What you have to do: Look through the entries. Copy each line that has the word "append".

+-------+

PR #3129, opened 2024-07-30
chore: bump python dependencies

bhearsum:


ahal (approved):

bhearsum:
cryptography [is a major bump](https://cryptography.io/en/latest/changelog/#v43-0-0), but it looks harmless:
> BACKWARDS INCOMPATIBLE: Support for OpenSSL less than 1.1.1e has been removed. Users on older version of OpenSSL will need to upgrade.
> BACKWARDS INCOMPATIBLE: Dropped support for LibreSSL < 3.8.

I haven't confirmed, but I highly doubt we're using either of these, and CI would almost certainly fail if we were.

PR #174, opened 2020-02-08
Add Triggers to SQL dialect

cube2222:


logical/group_by.go
```diff
@@ -110,5 +159,20 @@ func (node *GroupBy) Physical(ctx context.Context, physicalCreator *PhysicalPlan
 		}
 	}
 
-	return physical.NewGroupBy(source, key, node.fields, aggregates, node.as), variables, nil
+	triggers := make([]physical.Trigger, len(node.triggers))
+	for i := range node.triggers {
+		out, triggerVariables, err := node.triggers[i].Physical(ctx, physicalCreator)
+		if err != nil {
+			return nil, octosql.NoVariables(), errors.Wrapf(err, "couldn't get physical plan for trigger with index %d", i)
```
woojtek: I guess you could return nil instead of octosql.NoVariables() here as you do this everywhere else

logical/group_by.go
```diff
@@ -110,5 +159,20 @@ func (node *GroupBy) Physical(ctx context.Context, physicalCreator *PhysicalPlan
...
+		}
+
```
woojtek: there is no additional newline between Physical and MergeWith calls in lines 112 and 123, you can add a newline there :)

PR #175, opened 2020-02-12
Add suport for in-code defined SQL datasources

styczynski:
This PR adds the following features:
- Execute multiple SQL statements
- Create data sources using custom non-standard SQL statement (user don't need to create config file anymore)
- `octosql/` code and utilities to make Octosql more third-party friendly

**Important notes**:
- A huge part of changes in this MR is sql.go file so the real number of changed lines is invalid. There's no sensible way I could divide this MR in two.

## Detailed description

In my opinion, which may be biased, it's much quicker to copy just one (saved elsewhere) string containing SQL query than copying the configuration file and that string together.
This PR introduces custom `CREATE` statements:

```sql
  CREATE DATASOURCE [name] OF TYPE [type] OPTIONS [options_specs]
```

Where `[name]` is valid SQL identifier, `[type]` is an SQL literal string containing type name of the data source and `[options_specs]` is either empty or is of the form:
```
 option_specs := ( <option_name> <sql_expr> [, <identifier> <sql_expr>...] )
 option_name := <identifier> | <indentifier> . <option_name>
```

Example usage:
```sql
  CREATE DATASOURCE bikes OF TYPE 'json' OPTIONS (path 'bikes.json');
  SELECT * FROM bikes bikes
```

Configuration keys can be nested if needed:
```sql
  CREATE DATASOURCE some_source OF TYPE 'some_type' OPTIONS (x.y.z 'value');
```
Please note:
Nested values are supported, but arrays are not. The keys values are yet limited to SQL strings.

This is clean and expressive. The options notation was taken from [SQLServer OPTION CLAUSE](https://docs.microsoft.com/en-us/sql/t-sql/queries/option-clause-transact-sql?view=sql-server-ver15) and entire syntax was based on [CREATE SERVER](https://www.postgresql.org/docs/9.1/sql-createserver.html)

As the byproduct of that feature Octosql can now execute multiple queries in a single console command:

```bash
  $ octosql "SELECT * FROM bikes bikes; SELECT * FROM tests tests"
```

The other minor change was rewriting `app/app.go` into many files in `octosql/` which exports very simple API. This way the code is much cleaner and let's third party tools (like native bindings) use awesome Octosql features much easier.


octosql/run.go
```diff
@@ -0,0 +1,143 @@
...
+}
+
+// Helper to run parsed AST node
+func (e *OctosqlExecutor) runParsedQuery(ctx context.Context, program *sqlparser.Program) error {
+	if program == nil {
+		return errors.New("Empty program cannot be executed.")
+	}
+
+	if program.Command.Statement != nil {
+		selectStmt, ok := program.Command.Statement.(sqlparser.SelectStatement)
```
cube2222: I think a type switch would be better here.

octosql/run.go
```diff
@@ -0,0 +1,143 @@
+package octosql
+
+import (
+	"context"
+	"fmt"
```
cube2222: Please use goimports with grouping to format this (this can be easily configured if you use goland).

parser/sqlparser/analyzer.go
```diff
@@ -221,72 +219,72 @@ type SetKey struct {
...
-		case *Default:
-			result[setKey] = "default"
-		default:
-			return nil, "", fmt.Errorf("invalid syntax: %s", String(expr))
-		}
-	}
-	return result, strings.ToLower(setStmt.Scope), nil
-}
+//func ExtractSetValues(sql string) (keyValues map[SetKey]interface{}, scope string, err error) {
+//	stmt, _, err := Parse(sql)
```
cube2222: I think you can just deleted this file if it's unused.

cube2222:
Overall I'm speechless, this is great! (though I still encourage you to speak with us (making an issue/request for comments before making PR's 😛)

Anyways, I've glanced through the code, put some cosmetic comments. I'll read it more thoroughly soon, but this is probably good to merge.

cmd/octosql/main.go
```diff
@@ -50,72 +30,19 @@ With OctoSQL you don't need O(n) client tools or a large data analysis system de
...
+			log.Fatal(err)
 		}
-		stateStorage := storage.NewBadgerStorage(db)
 
-		// Run query
-		err = app.RunPlan(ctx, stateStorage, plan)
+		err = executor.RunQuery(ctx, query)
 		if err != nil {
-			log.Fatal("couldn't run plan: ", err)
+			log.Fatal(err)
```
cube2222: I think providing context which part did the log.Fatal can be useful, so please bring that back. (the "couldn't run plan: ")

octosql/config.go
```diff
@@ -0,0 +1,39 @@
...
+		DataSources: []config.DataSourceConfig{},
+		Execution:   map[string]interface{}{},
+	}
+
+	if _, err := os.Stat(configPath); err == nil {
+		cfg, err = config.ReadConfig(configPath)
+		if err != nil {
+			return err
+		}
+	}
```
cube2222:
```
_, err := os.Stat(configPath)
if err == nil {
 	cfg, err = config.ReadConfig(configPath)
 	if err != nil {
 		return err
 	}
 } else if os.IsNotExist(err) {
} else {
    // error other than not exist handling
}
```

octosql/config.go
```diff
@@ -0,0 +1,39 @@
...
+
+	dataSourceRespository, err := physical.CreateDataSourceRepositoryFromConfig(
+		e.dataSourceFactories,
+		cfg,
+	)
+	if err != nil {
+		return err
```
cube2222: please use errors.Wrap and provide context

cube2222: This applies to all if err != nil { return err } 😉

octosql/handle_select.go
```diff
@@ -0,0 +1,32 @@
...
+	"github.com/dgraph-io/badger/v2"
+	"log"
+)
+
+// This function executes all SQL select statements
+func (e *OctosqlExecutor) handleSelectStatement(ctx context.Context, statement sqlparser.SelectStatement) error {
+	// Parse input statement
+	plan, err := parser.ParseNode(statement)
+	if err != nil {
+		log.Fatal("couldn't parse query: ", err)
```
cube2222: It would be better to return errors from this function, it will fatal above anyways.

octosql/handle_select.go
```diff
@@ -0,0 +1,32 @@
...
+	}
+
+	opts := badger.DefaultOptions("")
+	opts.Dir = ""
+	opts.ValueDir = ""
+	opts.InMemory = true
+	db, err := badger.Open(opts)
+	if err != nil {
+		log.Fatal("couldn't open in-memory badger database: ", err)
```
cube2222: same here

parser/sqlparser/options_utils.go
```diff
@@ -0,0 +1,37 @@
+package sqlparser
+
+func injectEntry(v interface{}, entry OptionsSpecsEntry) interface{} {
```
cube2222: Please add a comment describing what this function does (I'm not sure I understand it)

parser/sqlparser/sql.y
```diff
@@ -613,6 +635,42 @@ create_statement:
     $$ = &DBDDL{Action: CreateStr, DBName: string($4)}
   }
 
+option_name:
+ table_id
```
cube2222: This looks like a hack, what was the problem with using just an identifier or something like that? (check out the table valued function argument names)

parser/sqlparser/sql.y
```diff
@@ -613,6 +635,42 @@ create_statement:
...
+  }
+| option_spec_entry_list ',' option_name '=' value_expression
+  {
+    $$ = append($$, OptionsSpecsEntry{
+        Key: $3,
+        Value: $5,
+    })
+  }
+
+options_specs:
```
cube2222: Please use the existing convention and change the name to options_specs_opt

cmd/octosql/main.go
styczynski: I will bring it back and do similar things for all the three `log.Fatal` statements.

parser/sqlparser/analyzer.go
styczynski: I forgot about this. Thanks!

octosql/run.go
styczynski: I changed the configuration. It should be fine now, but please let me know if the style still do not follow the project guidelines.

octosql/run.go
styczynski: Fixed.

octosql/config.go
styczynski: Oopsie, I forgot to change that. The error was discarded 😮 Thanks ❤️

octosql/config.go
styczynski: This will be fixed.

octosql/handle_select.go
styczynski: Fixed

octosql/handle_select.go
styczynski: Fixed

PR #176, opened 2020-02-14
Tests for streaming group by and many resulting fixes

cube2222:


execution/group_by.go
```diff
@@ -156,17 +187,20 @@ func (gb *GroupByStream) AddRecord(ctx context.Context, tx storage.StateTransact
 }
 
 var previouslyTriggeredValuePrefix = []byte("$previously_triggered_value$")
+var recordCountPrefix = []byte("$record_count$")
```
woojtek: declaration should be above AddRecord method

execution/group_by.go
```diff
@@ -176,20 +210,47 @@ func (gb *GroupByStream) Trigger(ctx context.Context, tx storage.StateTransactio
...
+			return nil, errors.Wrap(err, "couldn't clear previously triggered value")
 		}
 	}
-	output = append(output, NewRecordFromSlice(gb.outputFieldNames, values, opts...))
 
-	newPreviouslyTriggeredValuesTuple := octosql.MakeTuple(values)
-	err = previouslyTriggeredValues.Set(&newPreviouslyTriggeredValuesTuple)
-	if err != nil {
-		return nil, errors.Wrap(err, "couldn't set new previously triggered value")
+	if len(output) == 2 {
```
woojtek: You could add a comment here, not very clear for me what is going on :<

execution/record.go
```diff
@@ -29,6 +29,12 @@ func (id ID) Show() string {
 
 type RecordOption func(stream *Record)
 
+func WithClearUndo() RecordOption {
```
JasiekChomiak: I think maybe WithNoUndo() is a better name? Or maybe WithoutUndo()? The Clear is kinda confusing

+-------+

The answer:
+    $$ = append($$, OptionsSpecsEntry{
-	output = append(output, NewRecordFromSlice(gb.outputFieldNames, values, opts...))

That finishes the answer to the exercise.